Top of RECORD SET

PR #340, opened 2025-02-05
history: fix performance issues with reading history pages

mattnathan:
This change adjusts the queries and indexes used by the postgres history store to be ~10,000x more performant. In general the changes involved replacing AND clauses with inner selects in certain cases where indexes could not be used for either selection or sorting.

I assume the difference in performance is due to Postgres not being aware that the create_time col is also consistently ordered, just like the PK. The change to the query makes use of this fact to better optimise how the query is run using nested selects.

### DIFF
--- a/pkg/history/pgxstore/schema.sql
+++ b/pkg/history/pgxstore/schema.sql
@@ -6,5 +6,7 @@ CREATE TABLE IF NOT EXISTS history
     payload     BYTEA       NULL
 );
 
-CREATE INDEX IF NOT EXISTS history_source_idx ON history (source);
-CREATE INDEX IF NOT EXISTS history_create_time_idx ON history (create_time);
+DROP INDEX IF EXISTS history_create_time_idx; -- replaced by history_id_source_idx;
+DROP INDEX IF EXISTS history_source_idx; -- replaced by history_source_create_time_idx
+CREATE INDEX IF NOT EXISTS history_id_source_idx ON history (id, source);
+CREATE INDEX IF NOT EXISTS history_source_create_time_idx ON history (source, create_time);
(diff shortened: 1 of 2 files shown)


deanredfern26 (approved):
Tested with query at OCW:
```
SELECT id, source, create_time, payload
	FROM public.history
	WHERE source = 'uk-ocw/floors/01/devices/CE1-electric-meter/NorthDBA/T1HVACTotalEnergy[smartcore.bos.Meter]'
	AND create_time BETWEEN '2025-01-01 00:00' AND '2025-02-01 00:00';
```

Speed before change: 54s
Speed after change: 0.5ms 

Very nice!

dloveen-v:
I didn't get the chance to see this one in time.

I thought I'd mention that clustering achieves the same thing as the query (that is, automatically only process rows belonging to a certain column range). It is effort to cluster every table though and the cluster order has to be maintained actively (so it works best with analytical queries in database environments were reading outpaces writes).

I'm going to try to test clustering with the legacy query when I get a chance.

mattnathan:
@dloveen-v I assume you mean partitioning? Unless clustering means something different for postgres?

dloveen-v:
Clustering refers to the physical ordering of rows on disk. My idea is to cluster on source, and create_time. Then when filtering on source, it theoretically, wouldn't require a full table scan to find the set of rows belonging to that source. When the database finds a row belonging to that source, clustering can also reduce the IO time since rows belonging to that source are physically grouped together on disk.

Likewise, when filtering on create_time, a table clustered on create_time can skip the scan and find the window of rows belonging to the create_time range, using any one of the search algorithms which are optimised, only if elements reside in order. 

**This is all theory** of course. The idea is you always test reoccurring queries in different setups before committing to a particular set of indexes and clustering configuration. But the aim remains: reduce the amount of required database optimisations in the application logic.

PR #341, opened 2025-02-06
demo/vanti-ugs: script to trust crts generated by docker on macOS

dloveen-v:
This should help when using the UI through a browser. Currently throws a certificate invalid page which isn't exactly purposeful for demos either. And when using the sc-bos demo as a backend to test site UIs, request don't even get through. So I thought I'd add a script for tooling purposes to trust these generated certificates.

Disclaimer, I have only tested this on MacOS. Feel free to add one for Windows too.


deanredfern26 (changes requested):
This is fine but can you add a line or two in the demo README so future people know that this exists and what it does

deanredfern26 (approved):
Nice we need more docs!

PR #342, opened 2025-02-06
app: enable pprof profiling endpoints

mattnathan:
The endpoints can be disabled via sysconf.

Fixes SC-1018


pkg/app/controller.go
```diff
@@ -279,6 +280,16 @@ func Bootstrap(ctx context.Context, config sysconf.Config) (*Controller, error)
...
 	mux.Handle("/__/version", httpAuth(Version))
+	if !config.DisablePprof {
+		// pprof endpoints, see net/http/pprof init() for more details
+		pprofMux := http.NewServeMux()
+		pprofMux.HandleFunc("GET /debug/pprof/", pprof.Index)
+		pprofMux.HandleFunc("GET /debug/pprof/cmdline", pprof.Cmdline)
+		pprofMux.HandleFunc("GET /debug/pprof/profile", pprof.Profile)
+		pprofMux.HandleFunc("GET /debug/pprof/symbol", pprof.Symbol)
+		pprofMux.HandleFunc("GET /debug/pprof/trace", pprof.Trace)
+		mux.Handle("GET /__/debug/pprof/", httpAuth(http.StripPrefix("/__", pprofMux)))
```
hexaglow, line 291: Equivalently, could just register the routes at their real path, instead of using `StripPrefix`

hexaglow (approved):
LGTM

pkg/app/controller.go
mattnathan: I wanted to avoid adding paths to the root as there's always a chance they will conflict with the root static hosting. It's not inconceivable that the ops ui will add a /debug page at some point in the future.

Bottom of RECORD SET

## EXERCISE DETAILS
Print each entry above word for word, leaving none out.

## EXERCISE ANSWER
PR #340, opened 2025-02-05
history: fix performance issues with reading history pages

mattnathan:
This change adjusts the queries and indexes used by the postgres history store to be ~10,000x more performant. In general the changes involved replacing AND clauses with inner selects in certain cases where indexes could not be used for either selection or sorting.

I assume the difference in performance is due to Postgres not being aware that the create_time col is also consistently ordered, just like the PK. The change to the query makes use of this fact to better optimise how the query is run using nested selects.

### DIFF
--- a/pkg/history/pgxstore/schema.sql
+++ b/pkg/history/pgxstore/schema.sql
@@ -6,5 +6,7 @@ CREATE TABLE IF NOT EXISTS history
     payload     BYTEA       NULL
 );
 
-CREATE INDEX IF NOT EXISTS history_source_idx ON history (source);
-CREATE INDEX IF NOT EXISTS history_create_time_idx ON history (create_time);
+DROP INDEX IF EXISTS history_create_time_idx; -- replaced by history_id_source_idx;
+DROP INDEX IF EXISTS history_source_idx; -- replaced by history_source_create_time_idx
+CREATE INDEX IF NOT EXISTS history_id_source_idx ON history (id, source);
+CREATE INDEX IF NOT EXISTS history_source_create_time_idx ON history (source, create_time);
(diff shortened: 1 of 2 files shown)


deanredfern26 (approved):
Tested with query at OCW:
```
SELECT id, source, create_time, payload
	FROM public.history
	WHERE source = 'uk-ocw/floors/01/devices/CE1-electric-meter/NorthDBA/T1HVACTotalEnergy[smartcore.bos.Meter]'
	AND create_time BETWEEN '2025-01-01 00:00' AND '2025-02-01 00:00';
```

Speed before change: 54s
Speed after change: 0.5ms 

Very nice!

dloveen-v:
I didn't get the chance to see this one in time.

I thought I'd mention that clustering achieves the same thing as the query (that is, automatically only process rows belonging to a certain column range). It is effort to cluster every table though and the cluster order has to be maintained actively (so it works best with analytical queries in database environments were reading outpaces writes).

I'm going to try to test clustering with the legacy query when I get a chance.

mattnathan:
@dloveen-v I assume you mean partitioning? Unless clustering means something different for postgres?

dloveen-v:
Clustering refers to the physical ordering of rows on disk. My idea is to cluster on source, and create_time. Then when filtering on source, it theoretically, wouldn't require a full table scan to find the set of rows belonging to that source. When the database finds a row belonging to that source, clustering can also reduce the IO time since rows belonging to that source are physically grouped together on disk.

Likewise, when filtering on create_time, a table clustered on create_time can skip the scan and find the window of rows belonging to the create_time range, using any one of the search algorithms which are optimised, only if elements reside in order. 

**This is all theory** of course. The idea is you always test reoccurring queries in different setups before committing to a particular set of indexes and clustering configuration. But the aim remains: reduce the amount of required database optimisations in the application logic.

PR #341, opened 2025-02-06
demo/vanti-ugs: script to trust crts generated by docker on macOS

dloveen-v:
This should help when using the UI through a browser. Currently throws a certificate invalid page which isn't exactly purposeful for demos either. And when using the sc-bos demo as a backend to test site UIs, request don't even get through. So I thought I'd add a script for tooling purposes to trust these generated certificates.

Disclaimer, I have only tested this on MacOS. Feel free to add one for Windows too.


deanredfern26 (changes requested):
This is fine but can you add a line or two in the demo README so future people know that this exists and what it does

deanredfern26 (approved):
Nice we need more docs!

PR #342, opened 2025-02-06
app: enable pprof profiling endpoints

mattnathan:
The endpoints can be disabled via sysconf.

Fixes SC-1018


pkg/app/controller.go
```diff
@@ -279,6 +280,16 @@ func Bootstrap(ctx context.Context, config sysconf.Config) (*Controller, error)
...
 	mux.Handle("/__/version", httpAuth(Version))
+	if !config.DisablePprof {
+		// pprof endpoints, see net/http/pprof init() for more details
+		pprofMux := http.NewServeMux()
+		pprofMux.HandleFunc("GET /debug/pprof/", pprof.Index)
+		pprofMux.HandleFunc("GET /debug/pprof/cmdline", pprof.Cmdline)
+		pprofMux.HandleFunc("GET /debug/pprof/profile", pprof.Profile)
+		pprofMux.HandleFunc("GET /debug/pprof/symbol", pprof.Symbol)
+		pprofMux.HandleFunc("GET /debug/pprof/trace", pprof.Trace)
+		mux.Handle("GET /__/debug/pprof/", httpAuth(http.StripPrefix("/__", pprofMux)))
```
hexaglow, line 291: Equivalently, could just register the routes at their real path, instead of using `StripPrefix`

hexaglow (approved):
LGTM

pkg/app/controller.go
mattnathan: I wanted to avoid adding paths to the root as there's always a chance they will conflict with the root static hosting. It's not inconceivable that the ops ui will add a /debug page at some point in the future.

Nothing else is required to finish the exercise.